Assignment >> Nothing but the listing below, retyped exactly, should appear in the answer.

Provided entries >>
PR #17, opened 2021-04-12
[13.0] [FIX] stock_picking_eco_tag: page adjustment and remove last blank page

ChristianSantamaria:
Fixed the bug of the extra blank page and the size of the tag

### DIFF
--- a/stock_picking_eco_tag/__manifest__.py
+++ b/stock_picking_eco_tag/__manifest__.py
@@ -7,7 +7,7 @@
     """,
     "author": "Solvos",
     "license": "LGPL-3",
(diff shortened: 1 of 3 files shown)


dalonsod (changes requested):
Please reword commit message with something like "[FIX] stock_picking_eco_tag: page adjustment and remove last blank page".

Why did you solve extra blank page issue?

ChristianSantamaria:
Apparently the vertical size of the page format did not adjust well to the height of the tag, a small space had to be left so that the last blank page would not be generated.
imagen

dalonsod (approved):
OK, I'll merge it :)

Solved problem >>
PR #17, opened 2021-04-12
[13.0] [FIX] stock_picking_eco_tag: page adjustment and remove last blank page

ChristianSantamaria:
Fixed the bug of the extra blank page and the size of the tag

### DIFF
--- a/stock_picking_eco_tag/__manifest__.py
+++ b/stock_picking_eco_tag/__manifest__.py
@@ -7,7 +7,7 @@
     """,
     "author": "Solvos",
     "license": "LGPL-3",
(diff shortened: 1 of 3 files shown)


dalonsod (changes requested):
Please reword commit message with something like "[FIX] stock_picking_eco_tag: page adjustment and remove last blank page".

Why did you solve extra blank page issue?

ChristianSantamaria:
Apparently the vertical size of the page format did not adjust well to the height of the tag, a small space had to be left so that the last blank page would not be generated.
imagen

dalonsod (approved):
OK, I'll merge it :)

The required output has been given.